Viewpoint: Nuclear's stand-out resilience in an energy crisis
When it comes to energy, global market shocks are good at turning assets into liabilities. Except, that is, when the energy is nuclear, writes Alexander Uvarov, editor-in-chief of AtomInfo.ru.
"The current oil crisis, which erupted against the backdrop of COVID-19, has, according to Scott Lauerman, a spokesman for the American Petroleum Institute, reduced global oil demand from around 100 million barrels per day (prior to the pandemic) to about 30 million barrels a day. It is no wonder then, that such a stark and sudden loss of demand would reduce oil tankers to simple storage containers."
The current oil crisis, which erupted against the backdrop of COVID-19, has, according to Scott Lauerman, a spokesman for the American Petroleum Institute, reduced global oil demand from around 100 million barrels per day (prior to the pandemic) to about 30 million barrels a day. It is no wonder then, that such a stark and sudden loss of demand would reduce oil tankers to simple storage containers. Dozens of oil tankers lie-in-wait off the coast of California, as do many others in Asian and European ports. With 160 million barrels of oil stored in "supergiant" oil tankers, Goldman Sachs analysts, as of last month, forecast that global oil storage could already have hit its limit. Oil prices plunged to historic lows briefly turning negative.
Natural gas is set to follow the same path as gas storage even before the pandemic was full because of the mild winter. Gas flows via pipelines have ground to a halt.

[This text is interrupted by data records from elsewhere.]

PR #7225, opened 2022-04-08
4.10: Version bump of kotlin, okio.

yschimke:
Bump Kotlin to both fix a CVE (without any clear attack), and also to provide a 4.x version of OkHttp with the major upgrade hit taken early.

This should be a 4.10 build not 4.9.4

### DIFF
--- a/.github/workflows/build.yml
+++ b/.github/workflows/build.yml
@@ -302,6 +302,12 @@ jobs:
       - name: Validate Gradle Wrapper
         uses: gradle/wrapper-validation-action@v1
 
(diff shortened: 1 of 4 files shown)


swankjesse (approved):

swankjesse:
I think we need to create a new branch to merge this into...

swankjesse:
Changed the target to newly-created `okhttp_4.10.x`.

swankjesse (approved):

yschimke:
Some predictable test failures including a 404 from a network using test.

'Self-isolation' across the world turned swathes of the global economy idle and with little need for power. Take Germany. While the country's electricity grid coped well these past 'lockdown months', with an unusually high share of renewable power (mainly due to strong winds in April), low demand in neighbouring countries meant that Germany found itself in record negative power prices, as it could not export as much excess electricity from its renewable energy sources as it used to. Which, according to Dave Jones from Ember (a British climate think tank), could ultimately, translate into high costs for households and small businesses, as well as the instability of the whole electricity system. According to Hanna Koening from the Aurora Energy Research consultancy, this outcome emphasises the need to make both conventional and renewable power generation more flexible to cope with the share of renewable energy that is set to rise in the coming years.

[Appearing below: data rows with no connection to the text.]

PR #8967, opened 2025-07-27
Add reusable CompressionInterceptor.kt

yschimke:
Refactor Brotli and Zstd to use this, but also
allow trivial configuration of zstd,br,gzip.


yschimke:
@swankjesse you didn't seem convinced of the value, but I figure maybe through the medium of PR, it will change your mind.

okhttp/src/commonJvmAndroid/kotlin/okhttp3/CompressionInterceptor.kt
```diff
@@ -0,0 +1,85 @@
...
+import okio.buffer
+
+/**
+ * Transparent Compressed response support.
+ *
+ * Adds Accept-Encoding to request and checks (and strips) Content-Encoding in
+ * responses. n.b. this replaces the transparent gzip compression in BridgeInterceptor so should generally include
+ * gzip in the list of algorithms.
+ */
+open class CompressionInterceptor(
```
yschimke, line 35: @swankjesse the name is a bit weird, but I wonder whether this should support configurable request compression also?

okhttp/src/commonJvmAndroid/kotlin/okhttp3/CompressionInterceptor.kt
```diff
@@ -0,0 +1,85 @@
...
+import okhttp3.internal.http.promisesBody
+import okio.BufferedSource
+import okio.GzipSource
+import okio.Source
+import okio.buffer
+
+/**
+ * Transparent Compressed response support.
+ *
+ * Adds Accept-Encoding to request and checks (and strips) Content-Encoding in
```
swankjesse: I don’t like public-API comments referencing internal implementation details

okhttp/src/commonJvmAndroid/kotlin/okhttp3/CompressionInterceptor.kt
```diff
@@ -0,0 +1,85 @@
...
+      .removeHeader("Content-Encoding")
+      .removeHeader("Content-Length")
+      .body(decompressedSource.asResponseBody(body.contentType(), -1))
+      .build()
+  }
+
+  interface DecompressionAlgorithm {
+    val encoding: String
+
+    fun BufferedSource.decompress(): Source
```
swankjesse: Replace with a single receiver function? This is awkward to call

okhttp/src/commonJvmAndroid/kotlin/okhttp3/CompressionInterceptor.kt
```diff
@@ -0,0 +1,85 @@
...
+          .build()
+
+      val response = chain.proceed(request)
+
+      decompress(response)
+    } else {
+      chain.proceed(chain.request())
+    }
+
+  fun decompress(response: Response): Response {
```
swankjesse: Document that this returns the response as-is if it doesn’t have a response body, or if the response body isn't compressed with one of the configured algorithms?

okhttp/src/commonJvmAndroid/kotlin/okhttp3/CompressionInterceptor.kt
```diff
@@ -0,0 +1,85 @@
...
+open class CompressionInterceptor(
+  vararg val algorithms: DecompressionAlgorithm,
+) : Interceptor {
+  override fun intercept(chain: Interceptor.Chain): Response =
+    if (chain.request().header("Accept-Encoding") == null) {
+      val request =
+        chain
+          .request()
+          .newBuilder()
+          .header("Accept-Encoding", algorithms.joinToString(separator = ",") { it.encoding })
```
swankjesse: Precompute `algorithms.joinToString(separator = ",") { it.encoding })` and stash it in a private property?

okhttp-zstd/src/main/kotlin/okhttp3/zstd/ZstdInterceptor.kt
```diff
@@ -33,43 +30,11 @@ import okio.gzip
  *
  * This replaces the transparent gzip compression in OkHttp.
  */
-object ZstdInterceptor : Interceptor {
-  override fun intercept(chain: Interceptor.Chain): Response {
-    val originalRequest = chain.request()
+object ZstdInterceptor : CompressionInterceptor(Zstd, Gzip)
```
swankjesse: We can remove this object from the public API. We haven’t published a release with it yet, and with your new API the caller can do something almost as good:

```kotlin
  .addInterceptor(CompressionInterceptor(Zstd, Gzip))
  .build()
```

okhttp/src/commonJvmAndroid/kotlin/okhttp3/CompressionInterceptor.kt
```diff
@@ -0,0 +1,85 @@
...
+
+/**
+ * Transparent Compressed response support.
+ *
+ * Adds Accept-Encoding to request and checks (and strips) Content-Encoding in
+ * responses. n.b. this replaces the transparent gzip compression in BridgeInterceptor so should generally include
+ * gzip in the list of algorithms.
+ */
+open class CompressionInterceptor(
+  vararg val algorithms: DecompressionAlgorithm,
```
swankjesse, line 36: What should happen if algorithms is empty?
Should we require that it includes Gzip ?

swankjesse (approved):
I still don’t really love it, but lets do it. Giving people who are already using `br` a path to doing `br` + `zstd` is good.

okhttp/src/commonJvmAndroid/kotlin/okhttp3/CompressionInterceptor.kt
yschimke: Or empty sets identity encoding to disable compression?

yschimke: You only have yourself to blame, for tempting me to read a spec

https://developer.mozilla.org/en-US/docs/Web/HTTP/Reference/Headers/Accept-Encoding

I think it's a good thing?

okhttp/src/commonJvmAndroid/kotlin/okhttp3/CompressionInterceptor.kt
```diff
@@ -0,0 +1,150 @@
...
+ * Transparent Compressed response support.
+ *
+ * The algorithm map will be turned into a heading such as "Accept-Encoding: br;q=1.0, gzip;q=0.8, *;q=0.1"
+ *
+ * If [algorithms] is empty returns "identity" disabling any later compression.
+ *
+ * See https://developer.mozilla.org/en-US/docs/Web/HTTP/Reference/Headers/Accept-Encoding
+ */
+open class CompressionInterceptor(
+  val algorithms: Map<DecompressionAlgorithm, Double?>,
```
yschimke: An alternative to this Map, would be for DecompressionAlgorithm to have a priority, defaulting to null. But also a `withPriority()` method to clone and assign.

yschimke:
@swankjesse definitely enough changes to need another review

okhttp-zstd/src/main/kotlin/okhttp3/zstd/ZstdInterceptor.kt
```diff
@@ -16,60 +16,16 @@
...
 /**
- * Transparent Zstandard response support.
- *
- * This must be installed as an application interceptor.
- *
- * Adds `Accept-Encoding: zstd,gzip` to request and checks (and strips) for `Content-Encoding: zstd`
- * in responses.
- *
- * This replaces the transparent gzip compression in OkHttp.
+ * Support for Zstandard encoding. Use via the [CompressionInterceptor].
```
swankjesse, line 24: 👍🏻

okhttp/src/commonJvmAndroid/kotlin/okhttp3/CompressionInterceptor.kt
swankjesse: I preferred the varargs. We don’t need a priority if we have a sequence

okhttp/src/commonJvmAndroid/kotlin/okhttp3/CompressionInterceptor.kt
```diff
@@ -0,0 +1,150 @@
...
+    vararg algorithms: DecompressionAlgorithm,
+  ) : this(
+    algorithms.associateWithTo(LinkedHashMap()) {
+      null
+    },
+  )
+
+  internal val acceptEncoding =
+    if (algorithms.isEmpty()) {
+      "identity"
```
swankjesse: Or omit the header?

okhttp/src/commonJvmAndroid/kotlin/okhttp3/CompressionInterceptor.kt
```diff
@@ -0,0 +1,150 @@
...
+     */
+    val Identity =
+      object : DecompressionAlgorithm {
+        override val encoding: String = "identity"
+
+        override fun decompress(compressedSource: BufferedSource): Source = compressedSource
+      }
+
+    /**
+     * Declare support for any compression encoding scheme. However the response will not be decompressed.
```
swankjesse: Why?

okhttp/src/commonJvmAndroid/kotlin/okhttp3/CompressionInterceptor.kt
```diff
@@ -0,0 +1,150 @@
...
+     */
+    val Gzip =
+      object : DecompressionAlgorithm {
+        override val encoding: String = "gzip"
+
+        override fun decompress(compressedSource: BufferedSource): Source = GzipSource(compressedSource)
+      }
+
+    /**
+     * Request the response body to be uncompressed.
```
swankjesse: Isn’t this implied?

swankjesse (commented):
I think I preferred the previous commit!

okhttp/src/commonJvmAndroid/kotlin/okhttp3/CompressionInterceptor.kt
yschimke: There is a spec, should we aim to support it?

Or it's basically not used, so we just support what we need for zstd?

okhttp/src/commonJvmAndroid/kotlin/okhttp3/CompressionInterceptor.kt
yschimke: I figured if you set this, you want to disable later automatic compression?

swankjesse: For that use-case we should just get ’em to do it directly by setting `Accept-Encoding: identity` in a header

okhttp/src/commonJvmAndroid/kotlin/okhttp3/CompressionInterceptor.kt
swankjesse: Yeah I don’t think we need the full power of that spec.

yschimke: Will revert to previous commit and land.

okhttp-brotli/api/okhttp-brotli.api
```diff
@@ -1,5 +1,8 @@
-public final class okhttp3/brotli/BrotliInterceptor : okhttp3/Interceptor {
+public final class okhttp3/brotli/BrotliInterceptor : okhttp3/CompressionInterceptor {
 	public static final field INSTANCE Lokhttp3/brotli/BrotliInterceptor;
-	public fun intercept (Lokhttp3/Interceptor$Chain;)Lokhttp3/Response;
+}
+
+public final class okhttp3/brotli/BrotliInterceptorKt {
```
swankjesse, line 5: Would you consider making this a member of `BrotliInterceptor` instead? Having `Kt` in the class name is our finger in the eye of Java language users

okhttp-zstd/api/okhttp-zstd.api
```diff
@@ -1,5 +1,4 @@
-public final class okhttp3/zstd/ZstdInterceptor : okhttp3/Interceptor {
-	public static final field INSTANCE Lokhttp3/zstd/ZstdInterceptor;
-	public fun intercept (Lokhttp3/Interceptor$Chain;)Lokhttp3/Response;
+public final class okhttp3/zstd/ZstdInterceptorKt {
```
swankjesse, line 1: What should this symbol name be from Java? Perhaps `Zstd.INSTANCE` ?

okhttp/api/android/okhttp.api
```diff
@@ -326,6 +326,22 @@ public final class okhttp3/CipherSuite$Companion {
...
 
+public class okhttp3/CompressionInterceptor : okhttp3/Interceptor {
+	public static final field Companion Lokhttp3/CompressionInterceptor$Companion;
+	public fun <init> ([Lokhttp3/CompressionInterceptor$DecompressionAlgorithm;)V
+	public final fun getAlgorithms ()[Lokhttp3/CompressionInterceptor$DecompressionAlgorithm;
+	public fun intercept (Lokhttp3/Interceptor$Chain;)Lokhttp3/Response;
+}
+
+public final class okhttp3/CompressionInterceptor$Companion {
+	public final fun getGzip ()Lokhttp3/CompressionInterceptor$DecompressionAlgorithm;
```
swankjesse, line 337: Should this be `@JvmStatic` so Java users don’t need to use the Companion class?

yschimke: @JvmField?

But can renewables and 'conventional energy', which is still a sort of euphemism for 'fossil fuels', really deliver the required flexibility? In fact, disparaged by its detractors as it is for being costly and slow to build, nuclear energy demonstrates the greatest resilience. Firstly, because nuclear is a stable and dispatchable source of energy: unlike intermittent sources, such as wind, nuclear power output can be tuned to demand. And secondly, because uranium is highly energy intensive. One uranium fuel tablet (weighing 4.5g) is capable of producing as much energy equivalent to the following: 480 cubic metres of natural gas or one tonne of coal. One fuel rod which weighs about a kilo-and-a-half carries as much energy as 120 tonnes of oil. The physical volumes of nuclear fuel supplies are so insignificant that the costs of transportation and storage are paltry compared with those of fossil fuels.
Given that, at this point, we have no clear idea of when the world can go back to 'business as usual', if at all, loaded tankers will continue to stand idle, damaging the environment in the process. Though these certainly do not produce as much pollution as they would in transport, fuel still needs to be burned to provide the team on board with electricity to power lights, equipment and heat the large volumes of crude oil in their tanks. Meaning that their daily carbon footprint amounts to driving about 16,000 passenger cars.

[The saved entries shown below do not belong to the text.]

PR #8970, opened 2025-07-28
Fix RequestBody events on upgraded connections

gesellix:
See https://docs.docker.com/reference/api/engine/version/v1.51/#tag/Container/operation/ContainerAttach

The following RFC paragraph might be relevant: https://datatracker.ietf.org/doc/html/rfc9110#section-7.8-15
> A client cannot begin using an upgraded protocol on the connection until it has completely sent the request message (i.e., the client can't change the protocol it is sending in the middle of a message). If a server receives both an Upgrade and an [Expect](https://datatracker.ietf.org/doc/html/rfc9110#field.expect) header field with the "100-continue" expectation ([Section 10.1.1](https://datatracker.ietf.org/doc/html/rfc9110#field.expect)), the server MUST send a [100 (Continue)](https://datatracker.ietf.org/doc/html/rfc9110#status.100) response before sending a [101 (Switching Protocols)](https://datatracker.ietf.org/doc/html/rfc9110#status.101) response.


okhttp/src/jvmTest/kotlin/okhttp3/internal/http/HttpUpgradesTest.kt
```diff
@@ -210,17 +217,32 @@ class HttpUpgradesTest {
...
+      "RequestBodyEnd",
+      "ResponseHeadersStart",
+      "ResponseHeadersEnd",
+      "RequestBodyStart",
+      "FollowUpDecision",
+      "ResponseBodyStart",
+      "ResponseBodyEnd",
+      "ConnectionReleased",
+      "CallEnd",
+      "RequestBodyEnd",
```
gesellix: The `RequestBodyEnd` after the `CallEnd` one looks strange to me.

squarejesse: Also the repeated RequestBodyEnd suggests we should rework this

okhttp/src/commonJvmAndroid/kotlin/okhttp3/Request.kt
```diff
@@ -82,8 +82,8 @@ class Request internal constructor(
 
   init {
     val connectionHeader = headers["Connection"]
-    require(body == null || !"upgrade".equals(connectionHeader, ignoreCase = true)) {
-      "expected a null request body with 'Connection: upgrade'"
+    require(body == null || !"upgrade".equals(connectionHeader, ignoreCase = true) || body.contentLength() <= 0) {
```
gesellix: Or even `body.contentLength() == 0`

okhttp/src/jvmTest/kotlin/okhttp3/internal/http/HttpUpgradesTest.kt
```diff
@@ -201,6 +210,8 @@ class HttpUpgradesTest {
       "ResponseHeadersEnd",
       "RequestBodyStart",
       "FollowUpDecision",
+      "SocketSinkStart",
+      "SocketSinkEnd",
```
gesellix: Not sure if these events should appear after the RequestBodyEnd event.

okhttp/src/jvmTest/kotlin/okhttp3/internal/http/HttpUpgradesTest.kt
```diff
@@ -210,7 +221,36 @@ class HttpUpgradesTest {
...
+      "ConnectionAcquired",
+      "RequestHeadersStart",
+      "RequestHeadersEnd",
+      "RequestBodyStart",
+      "RequestBodyEnd",
+      "ResponseHeadersStart",
+      "ResponseHeadersEnd",
+      "FollowUpDecision",
+      "SocketSinkStart",
+      "SocketSinkEnd",
```
gesellix: Not sure if these events should appear after the RequestBodyEnd event.

okhttp/src/commonJvmAndroid/kotlin/okhttp3/EventListener.kt
```diff
@@ -290,6 +290,25 @@ abstract class EventListener {
   ) {
   }
 
+  /**
+   * Invoked just prior to sending bytes on the socket. Will only be invoked for upgraded connections.
+   *
+   * The connection is implicit, and will generally relate to the last [connectionAcquired] event.
```
swankjesse: Can we strengthen this guarantee? Maybe we should pass the connection itself to this method?

okhttp/src/commonJvmAndroid/kotlin/okhttp3/Request.kt
swankjesse: It’s gotta be `body.contentLength() == 0`. If we permit `body.contentLength() == -1` that is not an empty body.

okhttp/src/commonJvmAndroid/kotlin/okhttp3/internal/connection/Exchange.kt
```diff
@@ -248,7 +248,10 @@ class Exchange(
     private val contentLength: Long,
   ) : ForwardingSink(delegate) {
     private var completed = false
+
+    // TODO bytesReceived or bytesWritten?
     private var bytesReceived = 0L
+    private var invokeStartEvent = true
```
swankjesse: I think this class needs to know if it’s being used for the socket or a regular request body

okhttp/src/jvmTest/kotlin/okhttp3/internal/http/HttpUpgradesTest.kt
swankjesse: My preference is that if it’s an upgrade request, we emit a `Content-Length: 0` header but ignore the request body, and emit zero events related to it

okhttp/src/commonJvmAndroid/kotlin/okhttp3/internal/connection/Exchange.kt
```diff
@@ -143,11 +147,10 @@ class Exchange(
   fun peekTrailers(): Headers? = codec.peekTrailers()
 
   fun upgradeToSocket(): Socket {
+    isSocket = true
```
gesellix, line 150: Might this one fail due to race conditions?

okhttp/src/commonJvmAndroid/kotlin/okhttp3/EventListener.kt
gesellix: Similar to the checks which ensure that *End happens after *Start, leveraging this [generic check](https://github.com/square/okhttp/blob/f84fb612a455a49e3fe2c7a4516d0f2badaee708/okhttp-testing-support/src/main/kotlin/okhttp3/RecordingEventListener.kt#L148-L150)?

swankjesse: Yeah that’s a great idea

okhttp/src/commonJvmAndroid/kotlin/okhttp3/internal/connection/Exchange.kt
swankjesse: Nope. There’s only one thread operating on the exchange when this happens.

okhttp/src/commonJvmAndroid/kotlin/okhttp3/EventListener.kt
gesellix: I passed the connection to both `socketSinkStart` and `socketSourceStart` now, the `RecordingEventListener` ensures the correct connection for exactly those events. I didn't want to mix the connection check with the closes check, but the dedicated check also doesn't make me happy. WDYT?

okhttp/src/commonJvmAndroid/kotlin/okhttp3/internal/connection/Exchange.kt
gesellix: `isSocket` will become `true` on `upgradeToSocket()`, so `invokeStartEvent` will become `true`, too.

okhttp/src/jvmTest/kotlin/okhttp3/internal/http/HttpUpgradesTest.kt
gesellix: Now neither `RequestBodyStart` nor `RequestBodyEnd` events are emitted for upgraded events.
I don't think we need the `Content-Length: 0` header, or am I missing something?

gesellix:
We won't aim at adding socket specific events for the time being. This pull request is now reduced to only cleanup some of the request body events when using an upgraded connection.

okhttp/src/commonJvmAndroid/kotlin/okhttp3/internal/connection/Exchange.kt
```diff
@@ -185,6 +188,9 @@ class Exchange(
     codec.carrier.trackFailure(call, e)
   }
 
+  // TODO maybe rename, so that a socket use case (say: no body) would still make sense,
+  // or call a socket specific variant instead?
+
```
swankjesse:
```suggestion
```

okhttp/src/commonJvmAndroid/kotlin/okhttp3/internal/connection/Exchange.kt
```diff
@@ -232,7 +238,10 @@ class Exchange(
     private val contentLength: Long,
   ) : ForwardingSink(delegate) {
     private var completed = false
+
+    // TODO bytesReceived or bytesWritten?
```
swankjesse:
```suggestion
```

swankjesse: Valid todo, but let’s just make the change.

The downturn in oil, gas and coal market prices has led to a delay in a large number of projects. To name a few, in the USA and China, both the Shell Beaver County and the Sinopec-SK Wuhan, have been postponed to next year. But whilst the fossil fuel industry waits nervously for a time when business can resume, nuclear fuel supplies and ongoing projects have not changed as a result of the pandemic. This May alone, unit 1 of Belarus NPP successfully received an initial nuclear fuel supply, keeping it on track to go online later this year; and the UAE became the first peaceful nuclear energy operating nation in the Arab world, following the successful completion of fuel assembly loading into unit 1 of the Barakah Nuclear Energy Plant. Whilst in Finland, RAOS Project Oy and the Finnish nuclear regulator STUK made history by carrying out virtual inspection of the plant in line with social distancing measures.
With their planned operational lifetime spanning over 60 years, new nuclear reactors are partitioned off from the vicissitudes of demand volatility. New nuclear build projects are proven to create jobs and boost economic recovery badly needed for the post-COVID world. Construction takes time and patience but, as the saying goes, slow and steady wins the race.